*** Block opens ***
PR #468, opened 2024-06-06
Rework Red Hat resolved package list to be more future proof

jcpunk:
CentOS Stream10 continues to have systemd-resolved in its own package.

### DIFF
--- a/spec/classes/init_spec.rb
+++ b/spec/classes/init_spec.rb
@@ -47,8 +47,7 @@ describe 'systemd' do
             it { is_expected.not_to contain_package('systemd-networkd') }
           end
 
-          case [facts[:os]['family'], facts[:os]['release']['major']]
-          when %w[RedHat 7], %w[RedHat 9], %w[Debian 12]
+          if (facts[:os]['family'] == 'RedHat' && facts[:os]['release']['major'] != '8') || (facts[:os]['name'] == 'Debian' && facts[:os]['release']['major'] == '12')
             it { is_expected.to contain_package('systemd-resolved') }
           else
             it { is_expected.not_to contain_package('systemd-resolved') }
--- a/data/RedHat-family-7.yaml
+++ b/data/RedHat-family-7.yaml
@@ -1,5 +1,4 @@
 ---
-systemd::resolved_package: 'systemd-resolved'
 systemd::nspawn_package: ~
 
 systemd::accounting:
--- a/data/RedHat-family-8.yaml
+++ b/data/RedHat-family-8.yaml
@@ -1,4 +1,6 @@
 ---
+systemd::resolved_package: ~
+
 systemd::accounting:
   DefaultCPUAccounting: 'yes'
   DefaultBlockIOAccounting: 'yes'
--- a/data/RedHat-family-9.yaml
+++ b/data/RedHat-family-9.yaml
@@ -1,5 +1,4 @@
 ---
-systemd::resolved_package: 'systemd-resolved'
 systemd::oomd_package: 'systemd-oomd'
 
 systemd::accounting:
--- a/data/RedHat-family.yaml
+++ b/data/RedHat-family.yaml
@@ -1,3 +1,4 @@
 ---
 systemd::networkd_package: systemd-networkd
 systemd::nspawn_package: 'systemd-container'
+systemd::resolved_package: 'systemd-resolved'


metadata.json
```diff
@@ -58,7 +58,8 @@
       "operatingsystemrelease": [
         "7",
         "8",
-        "9"
+        "9",
+        "10"
```
ekohl, line 62: Perhaps this is a good excuse to start supporting CentOS Stream 10 in our CI for acceptance tests, though I doubt there are Puppet packages available though :(

ekohl (changes requested):
I'd lean to leaving it out of `metadata.json` until we can verify it in CI.

Having said that, all the Red Hat family except EL 8 have `systemd-resolved`. Perhaps we should set it in `data/RedHat-family.yaml` and then set it to `~` in `data/RedHat-family-8.yaml` to unset it again. That way we're future proof.

At least, I see that on Fedora 39 & 40 systemd-resolved is a separate package as well that we don't have in `Fedora.yaml` right now.

metadata.json
jcpunk: I can confirm there is no puppet agent for CS10.  I pulled the one from Fedora to test it.

jcpunk:
Took a stab at moving the package name up a slot per your comment.

spec/classes/init_spec.rb
```diff
@@ -48,7 +48,7 @@
           end
 
           case [facts[:os]['family'], facts[:os]['release']['major']]
-          when %w[RedHat 7], %w[RedHat 9], %w[Debian 12]
+          when %w[RedHat 7], %w[RedHat 9], %w[Debian 12], %w[Fedora \d+]
```
evgeni, line 51: I think the `\d+` doesn't match. Did you try
```suggestion
          when %w[RedHat 7], %w[RedHat 9], %w[Debian 12], %w[Fedora /\d+/]
```

But even then, I think `%w[a b]` always produces strings, so you'd need to be explicit and say
```suggestion
          when %w[RedHat 7], %w[RedHat 9], %w[Debian 12], %w[Fedora 37],  %w[Fedora 38]
```

evgeni: Wait, lol, no!

`family` is `RedHat` for Fedora too. So how about

```suggestion
          when %w[RedHat 7], %w[RedHat 9..999], %w[Debian 12]
```

evgeni: Adding my brain dump from IRC:
```
19:19 < Zhenech> ooooh
19:20 < Zhenech> that major not mathing 9..999 is because it's a string, not an int
19:21 < Zhenech> mh, no, even that doesn't help
19:21 < Zhenech> fuckit
19:24 < Zhenech> okay, yeah, it constructs an Array, and that Array, as an object, must match, it can't contain matchers itself
```

spec/classes/init_spec.rb
```diff
@@ -47,8 +47,7 @@
             it { is_expected.not_to contain_package('systemd-networkd') }
           end
 
-          case [facts[:os]['family'], facts[:os]['release']['major']]
-          when %w[RedHat 7], %w[RedHat 9], %w[Debian 12]
+          if (facts[:os]['family'] == 'RedHat' && facts[:os]['release']['major'] != 7) || (facts[:os]['name'] == 'Debian' && facts[:os]['release']['major'] == '12')
```
evgeni, line 50:
```suggestion
          if (facts[:os]['family'] == 'RedHat' && facts[:os]['release']['major'] != '8') || (facts[:os]['name'] == 'Debian' && facts[:os]['release']['major'] == '12')
```

bastelfreak:
@jcpunk any chance you can add factsets to https://github.com/voxpupuli/facterdb as soon as CentOS offers vagrant images? That's required for us to properly test it.

jcpunk:
Stream 10 is still gathering shape, vagrant may be a ways off.

bastelfreak:
to quote from IRC:
> 15:38:29       Zhenech | https://mirror.stream.centos.org/10-stream/ is now a thing, so I assume containers should show up soon too and we can look into CI

ekohl:
https://quay.io/repository/centos/centos?tab=tags has `stream10-development` and `stream10-development-minimal`. But as I said earlier, we'll need Puppet packages. https://github.com/rpm-software-management/mock/pull/1383 is open, which is probably a requirement to easily build RPMs.

jcpunk:
https://kojihub.stream.centos.org/koji/packageinfo?packageID=3493 is also probably worth noting here.

ekohl:
Note our CI relies on Vagrant with Docker as a backend, so containers (which exist) are sufficient for that.

bastelfreak:
> Vagrant with Docker as a backend

Our CI uses docker directly, without vagrant (if you're speaking about the vox pupuli module pipeline). But we need Vagrant to generate factsets for facterdb (and that uses the facter ruby gems and doesn't require the puppet rpms).

ekohl:
> Our CI uses docker directly, without vagrant (if you're speaking about the vox pupuli module pipeline). But we need Vagrant to generate factsets for facterdb (and that uses the facter ruby gems and doesn't require the puppet rpms).

Oh yes, I indeed meant Beaker with Docker backend.

ekohl (approved):

evgeni (approved):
*** Block closes ***
Assignment:
In the material above, tally each line where "Fedora" appears, and respond with only the tally.

Written answer:
6